Secular Schools Emerge- Late 1800s
The late nineteenth century saw the creation of universities that deprioritized teaching religion. The University of California opened in 1869 and did not require students to attend chapel. Its president, Daniel Coit Gilman, however, insisted that it was dedicated to preserving “Christian civilization.”
One of the most significant developments was the opening of Johns Hopkins University in 1876 (also under the leadership of Gilman). Johns Hopkins’s governing board was mostly made up of Quakers, but it was not tied to any specific denomination. It was a new kind of institution, primarily focused on providing graduate training and modeled on German universities. Because it did not prioritize educating undergraduates, it did not stress their moral formation through chapel or other religious training. Johns Hopkins, however, still taught a required Moral Philosophy course under the name of “Logic, Ethics, and Psychology.”
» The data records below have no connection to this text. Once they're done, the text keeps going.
PR #2156, opened 2023-09-28
Improve oneAgent image validation using manifest labels

waodim:
## Description

With this validation of the `oneAgent` image is improved. Previously the only verification that was done was by determining if there was a downgrade for the `oneAgent` or not (downgrades are not allowed). Now a new label is taken into consideration (`com.dynatrace.type`). With this we can check whether an image is immutable or not.

If the agent is immutable:
- `classicFullStack` is not allowed
- `feature.dynatrace.com/oneagent-readonly-host-fs` is not allowed

If the `com.dynatrace.type` label is missing:
- for now no error is thrown

If the `com.dynatrace.build-version` label is missing:
- throw an error

## How can this be tested?

~Deploy the operator and apply a `dynakube` (`cloudNative` or `classicFullstack`):~
~- when using the standard image everything should work normally as it a mutable image.~
~- when using the immutable image either use the feature flag (`feature.dynatrace.com/oneagent-readonly-host-fs`) or use `classicFullStack` mode: the `oneAgents` should be in an error state.~

~NOTE: For now this is not testable as there are problems with public-registry. Will be updated as soon as there is a solution.~

It should be testable in the internal e2e pipelines 😉 

## Checklist


waodim:
Still work in progress

src/controllers/dynakube/version/updater.go
```diff
@@ -179,6 +190,10 @@ func updateVersionStatusForTenantRegistry( //nolint:revive
 	return nil
 }
 
+func isOneAgentImage(imageID string) bool {
+	return strings.Contains(imageID, "oneagent")
+}
```
0sewa0, line 195: that is rather a weak check also the "design" of this was meant have these specific checks in each `Updaters` (the oneagent `src/controllers/dynakube/version/oneagent.go`)

0sewa0 (changes requested):

src/controllers/dynakube/version/updater.go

The general pattern was that theologically liberal Protestants, like Gilman, were taking control of or founded universities. These academics conflated Christianity with living morally and pursuing scientific truth. They saw no contradiction between allowing the study of controversial topics like Darwinian science or Biblical criticism, and defending Christian truth. They also felt that religion could be taught by groups like the YMCA, rather than directly as part of the curriculum. Critics, perhaps correctly, saw this as a path towards the removal of Christianity from education.
The University of Chicago is a good example of this kind of liberal Protestantism. Founded in 1890 with the money of Baptist John D. Rockefeller, the campus was physically centered around its divinity school. Its first president, William Rainey Harper, was a Baptist minister, but was well known for his work in higher criticism of the Bible. The school was officially not a Baptist school, and it placed a high priority on academic freedom.